§ Records for this exercise:

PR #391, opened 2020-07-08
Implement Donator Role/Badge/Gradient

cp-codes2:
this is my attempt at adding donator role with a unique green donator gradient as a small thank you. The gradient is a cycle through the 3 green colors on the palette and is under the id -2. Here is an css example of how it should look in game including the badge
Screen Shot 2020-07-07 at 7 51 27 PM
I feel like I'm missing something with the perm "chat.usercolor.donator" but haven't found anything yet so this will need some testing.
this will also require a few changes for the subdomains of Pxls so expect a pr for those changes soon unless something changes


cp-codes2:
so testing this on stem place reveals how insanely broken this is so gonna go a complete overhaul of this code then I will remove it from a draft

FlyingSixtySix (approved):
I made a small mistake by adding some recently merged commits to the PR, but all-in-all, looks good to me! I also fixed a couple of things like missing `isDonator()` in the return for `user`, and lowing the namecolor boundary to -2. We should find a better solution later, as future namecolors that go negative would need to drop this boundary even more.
* * *
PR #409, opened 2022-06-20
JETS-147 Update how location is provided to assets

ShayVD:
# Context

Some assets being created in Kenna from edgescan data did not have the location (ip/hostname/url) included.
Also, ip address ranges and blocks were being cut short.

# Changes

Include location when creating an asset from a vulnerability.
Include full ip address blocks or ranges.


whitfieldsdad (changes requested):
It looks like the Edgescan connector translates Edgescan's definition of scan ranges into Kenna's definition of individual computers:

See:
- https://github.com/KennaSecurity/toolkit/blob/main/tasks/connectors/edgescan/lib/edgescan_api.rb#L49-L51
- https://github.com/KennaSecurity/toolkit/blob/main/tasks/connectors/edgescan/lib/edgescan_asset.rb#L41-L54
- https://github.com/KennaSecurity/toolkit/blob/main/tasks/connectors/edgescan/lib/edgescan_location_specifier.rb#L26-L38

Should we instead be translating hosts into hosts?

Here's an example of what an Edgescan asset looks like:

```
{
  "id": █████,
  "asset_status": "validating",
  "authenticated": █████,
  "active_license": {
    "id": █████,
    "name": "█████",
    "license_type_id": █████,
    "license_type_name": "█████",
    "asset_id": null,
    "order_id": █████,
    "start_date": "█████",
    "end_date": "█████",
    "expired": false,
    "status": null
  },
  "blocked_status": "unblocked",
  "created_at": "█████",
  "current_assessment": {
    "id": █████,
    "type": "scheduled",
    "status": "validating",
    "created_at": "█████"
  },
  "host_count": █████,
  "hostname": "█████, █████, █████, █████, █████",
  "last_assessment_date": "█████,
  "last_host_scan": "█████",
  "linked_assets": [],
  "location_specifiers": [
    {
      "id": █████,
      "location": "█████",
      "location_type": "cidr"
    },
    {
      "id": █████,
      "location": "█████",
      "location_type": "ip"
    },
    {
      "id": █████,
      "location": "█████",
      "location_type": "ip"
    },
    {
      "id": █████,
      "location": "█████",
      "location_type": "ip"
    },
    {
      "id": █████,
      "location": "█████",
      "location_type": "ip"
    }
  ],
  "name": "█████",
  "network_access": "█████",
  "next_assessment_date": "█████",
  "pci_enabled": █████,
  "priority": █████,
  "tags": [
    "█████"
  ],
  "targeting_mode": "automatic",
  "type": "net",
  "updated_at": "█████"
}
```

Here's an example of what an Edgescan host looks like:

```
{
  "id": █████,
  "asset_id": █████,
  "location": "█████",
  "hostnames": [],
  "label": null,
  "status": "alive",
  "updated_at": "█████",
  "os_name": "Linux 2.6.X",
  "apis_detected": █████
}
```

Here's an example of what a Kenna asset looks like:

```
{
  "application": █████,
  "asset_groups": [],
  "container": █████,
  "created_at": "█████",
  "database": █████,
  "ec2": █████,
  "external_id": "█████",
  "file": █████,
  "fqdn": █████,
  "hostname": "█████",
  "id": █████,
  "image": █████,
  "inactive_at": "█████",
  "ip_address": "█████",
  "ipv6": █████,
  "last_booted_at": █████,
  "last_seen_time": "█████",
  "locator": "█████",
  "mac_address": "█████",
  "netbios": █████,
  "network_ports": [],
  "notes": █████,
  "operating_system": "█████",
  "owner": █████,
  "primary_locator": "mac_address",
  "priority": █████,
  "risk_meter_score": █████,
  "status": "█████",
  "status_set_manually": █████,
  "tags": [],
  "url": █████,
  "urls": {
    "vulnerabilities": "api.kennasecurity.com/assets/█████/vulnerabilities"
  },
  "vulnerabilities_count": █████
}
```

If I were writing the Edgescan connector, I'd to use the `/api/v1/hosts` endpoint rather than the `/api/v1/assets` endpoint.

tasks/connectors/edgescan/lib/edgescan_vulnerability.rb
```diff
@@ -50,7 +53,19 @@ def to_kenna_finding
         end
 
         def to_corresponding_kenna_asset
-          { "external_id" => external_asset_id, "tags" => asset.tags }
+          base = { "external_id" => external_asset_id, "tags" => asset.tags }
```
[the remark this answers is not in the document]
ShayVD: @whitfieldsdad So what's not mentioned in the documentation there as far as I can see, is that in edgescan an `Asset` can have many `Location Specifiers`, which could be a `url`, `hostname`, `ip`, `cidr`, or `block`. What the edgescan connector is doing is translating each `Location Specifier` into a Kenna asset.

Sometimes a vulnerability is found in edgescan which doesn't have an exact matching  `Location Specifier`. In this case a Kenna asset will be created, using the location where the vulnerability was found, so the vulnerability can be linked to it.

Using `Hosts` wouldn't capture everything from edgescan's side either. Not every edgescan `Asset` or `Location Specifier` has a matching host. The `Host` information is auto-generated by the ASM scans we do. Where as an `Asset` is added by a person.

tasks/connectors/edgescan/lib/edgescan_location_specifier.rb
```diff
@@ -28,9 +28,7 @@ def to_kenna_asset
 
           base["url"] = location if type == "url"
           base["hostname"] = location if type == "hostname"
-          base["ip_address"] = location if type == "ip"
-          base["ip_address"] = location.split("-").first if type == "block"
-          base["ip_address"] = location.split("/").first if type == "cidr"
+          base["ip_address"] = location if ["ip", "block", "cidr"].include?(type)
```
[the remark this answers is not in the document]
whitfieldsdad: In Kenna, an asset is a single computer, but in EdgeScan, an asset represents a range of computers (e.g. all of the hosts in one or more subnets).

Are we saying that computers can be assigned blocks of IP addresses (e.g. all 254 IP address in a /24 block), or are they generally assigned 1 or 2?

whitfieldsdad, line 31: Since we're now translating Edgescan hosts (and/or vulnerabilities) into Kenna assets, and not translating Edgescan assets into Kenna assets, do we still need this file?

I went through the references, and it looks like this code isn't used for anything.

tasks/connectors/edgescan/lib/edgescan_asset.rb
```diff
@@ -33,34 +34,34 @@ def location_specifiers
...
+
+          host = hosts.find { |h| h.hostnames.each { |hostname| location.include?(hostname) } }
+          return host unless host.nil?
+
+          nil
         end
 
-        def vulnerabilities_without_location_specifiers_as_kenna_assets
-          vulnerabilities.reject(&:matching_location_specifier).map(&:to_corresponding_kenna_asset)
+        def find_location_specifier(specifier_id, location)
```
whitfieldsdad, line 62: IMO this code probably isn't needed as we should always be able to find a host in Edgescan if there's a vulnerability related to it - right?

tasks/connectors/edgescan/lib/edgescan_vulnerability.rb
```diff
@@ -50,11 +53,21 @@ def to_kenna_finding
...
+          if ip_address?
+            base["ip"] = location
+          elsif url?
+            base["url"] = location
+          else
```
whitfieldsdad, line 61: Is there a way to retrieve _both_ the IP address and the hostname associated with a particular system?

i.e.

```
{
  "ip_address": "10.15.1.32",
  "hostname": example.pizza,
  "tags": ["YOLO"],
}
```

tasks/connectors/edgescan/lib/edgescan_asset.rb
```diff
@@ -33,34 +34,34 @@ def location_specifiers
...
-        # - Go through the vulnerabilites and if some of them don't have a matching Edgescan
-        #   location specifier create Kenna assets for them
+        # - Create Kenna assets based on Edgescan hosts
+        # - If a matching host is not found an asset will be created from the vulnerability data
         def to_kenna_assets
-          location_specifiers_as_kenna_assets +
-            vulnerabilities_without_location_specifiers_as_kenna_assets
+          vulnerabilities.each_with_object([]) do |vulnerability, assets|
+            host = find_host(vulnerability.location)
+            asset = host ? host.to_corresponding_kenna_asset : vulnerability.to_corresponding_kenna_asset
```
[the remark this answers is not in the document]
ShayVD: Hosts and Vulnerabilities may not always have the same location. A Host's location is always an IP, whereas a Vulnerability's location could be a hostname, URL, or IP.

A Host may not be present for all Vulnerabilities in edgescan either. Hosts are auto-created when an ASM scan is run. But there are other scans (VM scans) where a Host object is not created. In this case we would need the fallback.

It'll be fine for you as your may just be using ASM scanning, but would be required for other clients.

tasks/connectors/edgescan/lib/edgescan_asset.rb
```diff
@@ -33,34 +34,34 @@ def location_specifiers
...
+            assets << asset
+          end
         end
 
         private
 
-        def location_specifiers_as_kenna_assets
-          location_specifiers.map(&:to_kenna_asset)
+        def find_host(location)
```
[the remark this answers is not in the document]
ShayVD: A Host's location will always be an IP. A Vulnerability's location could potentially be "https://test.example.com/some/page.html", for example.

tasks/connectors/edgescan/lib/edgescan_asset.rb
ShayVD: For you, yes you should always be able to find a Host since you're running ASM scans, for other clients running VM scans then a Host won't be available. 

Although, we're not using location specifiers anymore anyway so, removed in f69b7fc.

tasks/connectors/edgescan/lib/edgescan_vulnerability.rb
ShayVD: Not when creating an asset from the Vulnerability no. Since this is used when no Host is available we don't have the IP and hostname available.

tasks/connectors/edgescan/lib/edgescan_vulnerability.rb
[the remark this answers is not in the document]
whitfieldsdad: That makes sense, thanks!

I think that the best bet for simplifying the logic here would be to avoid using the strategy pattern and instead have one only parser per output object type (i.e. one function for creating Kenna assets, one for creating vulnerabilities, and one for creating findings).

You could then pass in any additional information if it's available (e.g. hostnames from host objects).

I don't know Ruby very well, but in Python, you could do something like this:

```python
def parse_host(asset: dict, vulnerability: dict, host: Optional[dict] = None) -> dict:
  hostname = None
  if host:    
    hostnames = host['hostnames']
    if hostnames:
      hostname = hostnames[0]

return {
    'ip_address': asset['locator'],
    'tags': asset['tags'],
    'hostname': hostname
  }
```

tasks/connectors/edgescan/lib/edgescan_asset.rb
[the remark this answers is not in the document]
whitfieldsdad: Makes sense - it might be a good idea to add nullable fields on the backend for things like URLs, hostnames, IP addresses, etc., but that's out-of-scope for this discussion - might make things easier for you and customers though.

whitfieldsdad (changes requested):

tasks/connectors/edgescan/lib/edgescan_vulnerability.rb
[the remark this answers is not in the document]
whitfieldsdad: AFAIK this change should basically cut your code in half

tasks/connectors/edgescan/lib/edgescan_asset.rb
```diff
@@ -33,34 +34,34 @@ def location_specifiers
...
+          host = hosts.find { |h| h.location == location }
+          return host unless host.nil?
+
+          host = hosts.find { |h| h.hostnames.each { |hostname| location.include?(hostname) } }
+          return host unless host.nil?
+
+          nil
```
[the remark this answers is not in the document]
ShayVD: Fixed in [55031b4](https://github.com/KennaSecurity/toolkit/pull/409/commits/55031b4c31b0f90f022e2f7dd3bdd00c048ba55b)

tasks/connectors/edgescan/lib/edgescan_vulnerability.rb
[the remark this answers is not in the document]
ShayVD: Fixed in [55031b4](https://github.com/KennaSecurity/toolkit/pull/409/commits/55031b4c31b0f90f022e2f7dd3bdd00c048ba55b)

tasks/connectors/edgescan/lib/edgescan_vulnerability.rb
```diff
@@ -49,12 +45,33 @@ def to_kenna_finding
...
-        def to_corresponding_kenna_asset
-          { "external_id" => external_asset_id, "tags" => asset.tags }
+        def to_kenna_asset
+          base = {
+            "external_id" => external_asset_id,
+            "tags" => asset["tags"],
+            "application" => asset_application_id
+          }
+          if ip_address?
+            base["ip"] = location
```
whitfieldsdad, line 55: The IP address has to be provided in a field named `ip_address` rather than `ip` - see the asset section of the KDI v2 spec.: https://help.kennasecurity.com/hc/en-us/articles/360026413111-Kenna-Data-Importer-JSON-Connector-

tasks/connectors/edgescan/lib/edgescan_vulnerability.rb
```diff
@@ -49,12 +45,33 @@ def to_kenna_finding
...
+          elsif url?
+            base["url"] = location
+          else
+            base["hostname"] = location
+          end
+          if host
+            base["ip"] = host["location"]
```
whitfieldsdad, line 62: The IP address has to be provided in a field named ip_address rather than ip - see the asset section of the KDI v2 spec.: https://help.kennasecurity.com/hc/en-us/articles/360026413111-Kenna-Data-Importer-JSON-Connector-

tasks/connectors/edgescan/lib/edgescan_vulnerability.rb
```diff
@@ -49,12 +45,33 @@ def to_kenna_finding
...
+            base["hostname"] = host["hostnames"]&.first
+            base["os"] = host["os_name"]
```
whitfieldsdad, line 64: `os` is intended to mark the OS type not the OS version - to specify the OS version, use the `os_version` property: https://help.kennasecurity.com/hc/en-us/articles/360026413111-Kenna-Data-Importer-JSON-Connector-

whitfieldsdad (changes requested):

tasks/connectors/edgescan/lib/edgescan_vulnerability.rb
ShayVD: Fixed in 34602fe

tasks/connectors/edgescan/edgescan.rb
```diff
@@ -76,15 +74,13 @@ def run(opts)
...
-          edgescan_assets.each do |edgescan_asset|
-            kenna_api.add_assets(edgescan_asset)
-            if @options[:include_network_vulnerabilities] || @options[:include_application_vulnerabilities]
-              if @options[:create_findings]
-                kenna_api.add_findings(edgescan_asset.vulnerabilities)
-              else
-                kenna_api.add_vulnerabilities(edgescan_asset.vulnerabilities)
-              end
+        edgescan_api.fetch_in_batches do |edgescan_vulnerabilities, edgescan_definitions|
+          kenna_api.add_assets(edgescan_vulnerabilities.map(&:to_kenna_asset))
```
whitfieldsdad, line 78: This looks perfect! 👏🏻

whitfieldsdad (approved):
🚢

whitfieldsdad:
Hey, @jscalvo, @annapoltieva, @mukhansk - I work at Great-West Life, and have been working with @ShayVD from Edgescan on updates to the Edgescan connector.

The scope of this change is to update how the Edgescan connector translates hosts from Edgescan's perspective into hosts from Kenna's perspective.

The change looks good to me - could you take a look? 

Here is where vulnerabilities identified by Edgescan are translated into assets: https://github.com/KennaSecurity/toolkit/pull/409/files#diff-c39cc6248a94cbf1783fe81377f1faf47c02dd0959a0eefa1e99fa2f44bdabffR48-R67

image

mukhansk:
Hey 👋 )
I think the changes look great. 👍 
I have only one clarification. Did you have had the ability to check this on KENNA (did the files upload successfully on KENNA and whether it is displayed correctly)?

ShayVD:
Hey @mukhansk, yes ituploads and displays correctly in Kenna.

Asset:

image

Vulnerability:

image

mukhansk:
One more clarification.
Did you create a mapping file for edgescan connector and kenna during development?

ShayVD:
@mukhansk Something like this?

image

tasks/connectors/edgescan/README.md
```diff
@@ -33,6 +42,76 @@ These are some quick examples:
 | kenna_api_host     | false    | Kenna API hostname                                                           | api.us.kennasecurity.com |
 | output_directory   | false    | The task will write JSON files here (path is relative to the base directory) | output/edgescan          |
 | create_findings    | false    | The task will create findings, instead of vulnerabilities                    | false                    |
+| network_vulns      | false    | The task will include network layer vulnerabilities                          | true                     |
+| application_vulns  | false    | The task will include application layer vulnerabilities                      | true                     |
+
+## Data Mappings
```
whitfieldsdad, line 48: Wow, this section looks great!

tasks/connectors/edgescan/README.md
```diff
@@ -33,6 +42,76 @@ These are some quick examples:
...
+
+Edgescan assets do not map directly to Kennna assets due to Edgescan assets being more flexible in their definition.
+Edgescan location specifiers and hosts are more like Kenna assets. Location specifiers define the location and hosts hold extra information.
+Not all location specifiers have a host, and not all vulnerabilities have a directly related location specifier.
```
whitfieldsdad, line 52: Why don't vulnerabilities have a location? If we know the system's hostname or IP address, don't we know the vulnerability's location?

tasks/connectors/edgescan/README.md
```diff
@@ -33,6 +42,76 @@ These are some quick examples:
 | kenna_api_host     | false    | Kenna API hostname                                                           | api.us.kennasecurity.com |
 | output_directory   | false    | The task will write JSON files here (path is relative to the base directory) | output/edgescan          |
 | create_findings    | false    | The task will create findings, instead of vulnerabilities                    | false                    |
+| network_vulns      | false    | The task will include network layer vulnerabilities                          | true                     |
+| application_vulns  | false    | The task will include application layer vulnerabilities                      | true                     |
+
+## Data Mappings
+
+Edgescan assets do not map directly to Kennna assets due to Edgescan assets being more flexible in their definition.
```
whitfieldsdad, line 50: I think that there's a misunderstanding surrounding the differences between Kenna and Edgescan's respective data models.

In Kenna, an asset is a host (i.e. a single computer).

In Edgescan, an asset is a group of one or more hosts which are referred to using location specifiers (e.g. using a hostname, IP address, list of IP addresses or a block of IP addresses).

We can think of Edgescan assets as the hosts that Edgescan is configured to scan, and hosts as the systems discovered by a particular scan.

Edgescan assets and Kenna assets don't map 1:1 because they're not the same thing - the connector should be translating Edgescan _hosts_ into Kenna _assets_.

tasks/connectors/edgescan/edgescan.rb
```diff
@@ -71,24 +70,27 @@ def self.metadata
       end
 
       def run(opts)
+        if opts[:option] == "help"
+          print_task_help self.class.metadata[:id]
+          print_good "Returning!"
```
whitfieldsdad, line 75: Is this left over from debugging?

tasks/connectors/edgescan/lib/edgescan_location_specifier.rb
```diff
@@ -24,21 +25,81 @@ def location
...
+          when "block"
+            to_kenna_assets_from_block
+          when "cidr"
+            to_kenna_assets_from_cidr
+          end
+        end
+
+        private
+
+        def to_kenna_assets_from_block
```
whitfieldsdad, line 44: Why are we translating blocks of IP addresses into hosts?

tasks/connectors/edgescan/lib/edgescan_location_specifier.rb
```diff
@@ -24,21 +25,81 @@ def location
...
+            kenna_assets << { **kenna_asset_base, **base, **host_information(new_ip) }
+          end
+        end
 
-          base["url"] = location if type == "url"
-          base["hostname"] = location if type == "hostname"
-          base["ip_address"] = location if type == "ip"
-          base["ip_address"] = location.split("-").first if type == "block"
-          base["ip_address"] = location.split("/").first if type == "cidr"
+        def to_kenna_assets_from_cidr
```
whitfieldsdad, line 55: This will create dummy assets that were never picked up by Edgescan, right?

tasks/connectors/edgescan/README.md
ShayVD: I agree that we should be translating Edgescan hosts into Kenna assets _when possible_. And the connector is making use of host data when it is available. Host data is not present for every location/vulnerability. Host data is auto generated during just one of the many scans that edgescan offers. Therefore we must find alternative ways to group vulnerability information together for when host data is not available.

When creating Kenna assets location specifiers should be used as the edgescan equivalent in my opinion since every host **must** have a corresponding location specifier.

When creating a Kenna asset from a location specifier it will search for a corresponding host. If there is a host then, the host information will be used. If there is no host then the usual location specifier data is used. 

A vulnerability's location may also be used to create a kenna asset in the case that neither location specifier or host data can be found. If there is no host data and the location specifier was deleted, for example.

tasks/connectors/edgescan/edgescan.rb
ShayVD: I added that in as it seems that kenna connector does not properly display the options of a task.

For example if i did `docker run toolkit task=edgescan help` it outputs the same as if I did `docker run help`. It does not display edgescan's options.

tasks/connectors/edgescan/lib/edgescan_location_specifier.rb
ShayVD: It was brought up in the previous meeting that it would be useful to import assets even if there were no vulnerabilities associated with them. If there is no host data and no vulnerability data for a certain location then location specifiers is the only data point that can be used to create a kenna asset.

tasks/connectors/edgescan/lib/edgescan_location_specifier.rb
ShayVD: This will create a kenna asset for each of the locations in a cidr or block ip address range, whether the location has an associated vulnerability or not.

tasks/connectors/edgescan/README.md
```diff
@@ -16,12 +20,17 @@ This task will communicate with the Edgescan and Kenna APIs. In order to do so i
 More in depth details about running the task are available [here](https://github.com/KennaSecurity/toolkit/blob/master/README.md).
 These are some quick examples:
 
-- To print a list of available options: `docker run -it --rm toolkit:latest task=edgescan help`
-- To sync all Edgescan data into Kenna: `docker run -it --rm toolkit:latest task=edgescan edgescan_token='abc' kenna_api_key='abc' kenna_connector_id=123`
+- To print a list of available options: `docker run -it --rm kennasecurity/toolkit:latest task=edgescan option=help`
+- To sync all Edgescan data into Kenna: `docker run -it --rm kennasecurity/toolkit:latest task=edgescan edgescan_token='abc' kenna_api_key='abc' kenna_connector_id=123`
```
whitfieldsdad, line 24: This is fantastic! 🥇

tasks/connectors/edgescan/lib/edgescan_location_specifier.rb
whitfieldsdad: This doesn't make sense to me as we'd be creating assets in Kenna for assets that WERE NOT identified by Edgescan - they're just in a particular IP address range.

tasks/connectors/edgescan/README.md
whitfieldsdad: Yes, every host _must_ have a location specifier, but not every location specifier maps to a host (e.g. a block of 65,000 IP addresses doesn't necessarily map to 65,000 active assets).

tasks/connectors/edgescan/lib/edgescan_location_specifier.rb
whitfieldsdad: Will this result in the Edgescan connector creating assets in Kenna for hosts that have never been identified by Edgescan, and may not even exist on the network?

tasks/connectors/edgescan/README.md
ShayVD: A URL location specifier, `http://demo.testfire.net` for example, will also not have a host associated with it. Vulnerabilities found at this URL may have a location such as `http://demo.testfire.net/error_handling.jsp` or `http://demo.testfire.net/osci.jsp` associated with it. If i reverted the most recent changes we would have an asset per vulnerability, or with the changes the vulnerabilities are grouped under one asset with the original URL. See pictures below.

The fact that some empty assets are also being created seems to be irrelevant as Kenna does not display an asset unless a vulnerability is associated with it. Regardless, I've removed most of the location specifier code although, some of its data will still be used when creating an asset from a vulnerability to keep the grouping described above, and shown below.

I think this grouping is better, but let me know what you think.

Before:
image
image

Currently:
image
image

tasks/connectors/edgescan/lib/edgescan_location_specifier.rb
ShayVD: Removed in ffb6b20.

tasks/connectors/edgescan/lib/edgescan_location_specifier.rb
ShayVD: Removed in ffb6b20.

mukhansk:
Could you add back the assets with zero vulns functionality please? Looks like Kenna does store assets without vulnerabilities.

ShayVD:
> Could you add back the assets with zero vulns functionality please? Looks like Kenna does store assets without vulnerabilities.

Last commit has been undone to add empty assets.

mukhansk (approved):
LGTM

§ What to work on: In the data above, start at the line that has "PR #391, opened 2020-07-08", stop after the line that has "Screen Shot 2020-07-07 at 7 51 27 PM", and print every line in between exactly as it stands.

§ Task output:
PR #391, opened 2020-07-08
Implement Donator Role/Badge/Gradient

cp-codes2:
this is my attempt at adding donator role with a unique green donator gradient as a small thank you. The gradient is a cycle through the 3 green colors on the palette and is under the id -2. Here is an css example of how it should look in game including the badge
Screen Shot 2020-07-07 at 7 51 27 PM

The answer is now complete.